- Developer: Kiseff
- Publisher: KisSoft
- Composer: Kiseff
- Platform: Windows
- Genre: Action role-playing
- Modes: Single-player, multiplayer (supporting up to 16 players)

= Atlyss =

Upcoming video game

Atlyss (stylized in all caps) is an upcoming action role-playing game developed by indie developer Kiseff. It is published by Kiseff under the name KisSoft. Demos of the game were available through itch.io from 2021, and it was released in early access through Steam on November 22, 2024. An official release date has not been announced.

The game features playable anthropomorphic animals that explore and fight in an open world akin to those found in massively multiplayer online role-playing games (MMORPGs). It is designed with particular appeal towards the furry fandom with its suggestive character designs, but pointedly contains "nothing explicit". The graphic design of the game resembles that of games released on the PlayStation 2.

== Gameplay ==
Atlyss is a 3D action role-playing game structured similar to MMORPGs, in that players complete quests and fight monsters to level up. The player is given the option to choose a class—Fighter, Mystic, or Bandit—at level 10, which provides specialized skills. Some quests can be repeated multiple times, allowing for more effective experience gains through collecting items and fighting enemies.

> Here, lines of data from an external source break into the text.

PR #1161, opened 2024-07-12
Penalty keeper CenterJump

### LINKED ISSUE #997: Penalty Shootout Keeper

larskna:
## Why? What?

We added the WideStance to the penalty keeper für Center balls for to win better

Fixes #997 

Squat Motion improvments

## How to Test

Shot the Ball in the Penalty in the Center of the Goal


crates/control/src/penalty_shot_direction_estimation.rs
```diff
@@ -25,8 +26,8 @@ pub struct CreationContext {}
 #[context]
 pub struct CycleContext {
     field_dimensions: Parameter<FieldDimensions, "field_dimensions">,
-    moving_distance_threshold:
-        Parameter<f32, "penalty_shot_direction_estimation.moving_distance_threshold">,
+    penalty_shot_paramters:
```
oleflb, line 29: typo

etc/parameters/default.json
```diff
@@ -1042,7 +1042,9 @@
     }
   },
   "penalty_shot_direction_estimation": {
-    "moving_distance_threshold": 0.2
+    "moving_distance_threshold": 0.2,
+    "minimum_velocity": -0.5,
```
oleflb, line 1046: This disables the velocity check, right?

oleflb (changes requested):
Can't test, just code review

etc/parameters/default.json
larskna: We dont have a velocity check in the main right now, this creates one

crates/control/src/penalty_shot_direction_estimation.rs
larskna: fixed

oleflb (approved):

PR #1167, opened 2024-07-12
arms up for goalkeeper during set for penalty kicks

### LINKED ISSUE #1164: Precise rule adhesion for penalty keeper
In interest of adhering to the penalty shootout rules following things are discovered:
- When doing an ingame penalty kick the transition is from `Ready -> Set` followed by `Playing`, when doing a penalty shootout the transition is from 'Penalized -> Set'
- In the `Penalized` state we **must** be in the normal stand position
- In `Set` we are **not** allowed to "move [our] legs", i.e. sitting down in this moment would be considered illegal. However we can freely move our arms

Current idea is that in the set phase we already move our arms upwards so they are pointing up above the head.
Then when we hear the whistle for `Playing` we only need to sit down, which should be relatively stable since the arms no longer need to swing in any direction.

Keeping the arms above the head in a straight line prevents us from being penalized for `WideStance`

MaikRe:
## Why? What?

The arms up part of `ArmsUpSquat` either takes a long time or is unstable. We can take advantage of the permission to move our arms during set in order to move the arms up then and only have to sit down during the actual playing phase, increasing speed and stability.
Additionally or current `ArmsUpSquat` technically counts as `WideStance` and results in a standard removal penalty after 10 seconds.
The new ArmsUpStand and ArmsUpSquat pull the arms in closer and are separate motions.

Fixes #1164 

## ToDo / Known Issues

Depends on #1161 so that the motion can be properly adjusted for the wide stance

## How to Test

For both the penalty kick and penalty shootout the goalkeeper should now raise its arms when the game state transitions into set.
For the penalty kick this happens from ready to set, during the penalty shootout this happens when the player is selected as the goalkeeper.
When the whistle is blown the robot should now only need to sit down


crates/control/src/behavior/stand.rs
```diff
@@ -11,13 +11,16 @@ use types::{
...
     field_dimensions: &FieldDimensions,
+    role: &Role,
 ) -> Option<MotionCommand> {
     match world_state.robot.primary_state {
         PrimaryState::Initial => Some(MotionCommand::Stand {
             head: HeadMotion::ZeroAngles,
         }),
         PrimaryState::Set => {
             let ground_to_field = world_state.robot.ground_to_field?;
+            let mut kicking_team_in_set = Team::Uncertain;
```
oleflb, line 22: I would prefer this to be a separate match on the filtered_game_controller_state only checking the required variant instead of having mutable variables.

crates/control/src/motion/arms_up_stand.rs
```diff
@@ -0,0 +1,66 @@
...
+#[derive(Default)]
+pub struct MainOutputs {
+    pub arms_up_stand_joints_command: MainOutput<MotorCommands<Joints<f32>>>,
+}
+
+impl ArmsUpstand {
+    pub fn new(context: CreationContext<impl PathsInterface>) -> Result<Self> {
+        let paths = context.hardware_interface.get_paths();
+        Ok(Self {
+            interpolator: MotionFile::from_path(paths.motions.join("arms_up_stand.json"))?
```
oleflb, line 42: is it enough to use dispatching interpolator instead?

crates/control/src/motion/motion_selector.rs
```diff
@@ -114,6 +115,7 @@ fn transition_motion(
         (MotionType::StandUpSitting, _, MotionType::FallProtection, _) => {
             MotionType::StandUpSitting
         }
+        (MotionType::ArmsUpStand, _, MotionType::FallProtection, _) => MotionType::ArmsUpStand,
```
oleflb, line 118: u sure about that?

crates/control/src/motion/motion_selector.rs
```diff
@@ -122,6 +124,7 @@ fn transition_motion(
         (_, _, MotionType::FallProtection, _) => MotionType::FallProtection,
         (_, _, MotionType::WideStance, _) => MotionType::WideStance,
         (_, _, MotionType::CenterJump, _) => MotionType::CenterJump,
+        (MotionType::ArmsUpStand, _, _, false) => MotionType::ArmsUpStand,
```
oleflb, line 127: Why is this required? Isnt this a default transition?

oleflb (changes requested):

crates/control/src/motion/motion_selector.rs
MaikRe: If the robot is lifted up by the referee during arms up stand he goes back to stand which we do not want

crates/control/src/behavior/stand.rs
MaikRe: Done

crates/control/src/behavior/stand.rs
```diff
@@ -50,13 +51,32 @@ pub fn execute(
...
+                    },
+                }),
+                _ => Some(MotionCommand::Stand {
+                    head: HeadMotion::LookAt {
+                        target,
+                        image_region_target: Default::default(),
+                        camera: None,
+                    },
+                }),
+            }
```
oleflb, line 79: so doch net... stick to the variables you had, but don't make them mutable and assign them using a match statement at creation

MaikRe: Doughne

oleflb (approved):
Second attempt genehmigt

PR #1168, opened 2024-07-13
Disbale obstacles in penalty shootout

Vivituhh:
## Why? What?

Sometimes the robot falsely sees obstacles right in front of it during the penalty shootout phase and then kicks the ball around them (and not in the goal). Therefore they are disabled now during the penalty shoothot, but still drawn in twix.

One fix to improve penalty shootout #546.

Fixes #

## ToDo / Known Issues

- [x] disable also for Penalty Kick substate

## How to Test

Test normal behavior in normal game phases and also test behavior in penalty shootout with obstacles. Should kick through obstacles.


oleflb (approved):
Nice

PR #1176, opened 2024-07-14
Add parameters for walk speed of actions

### LINKED ISSUE #1152: Configure walking speed per role / behaviour in default.json
Move the hard-coded speed selections from #1150 into the `default.json`

Narcha:
## Why? What?

Fixes #1152

## How to test

- read the code
- use twix to change the walk speed of the robot's current action, check if the robot accelerates/slows down


oleflb (approved):
LGTM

The player can perform a variety of emotes, which are mainly used for social interaction, though the "taunt" command can be used to pacify enemies. Some emotes, such as "sit" and "dance", differ depending on the player's chosen race.

== Plot ==
The player, a lost soul called to the Sanctum, is tasked by Angela to explore the surrounding world and attune to sigils connected to places of power. (As of July 2025) the story stops following the defeat of the Valdur, a large boss enemy at the end of the Crescent Grove (20-25) dungeon, the last area that has available quests.

== Reception ==
Atlyss has received "overwhelmingly positive" ratings on Steam as of one week after its release through the service, and has maintained player counts of over 5,000 for that week and beyond, with a peak of 10,000 players per day. Harvey Randall, writing for PC Gamer, recommended the game for all fans of RPGs.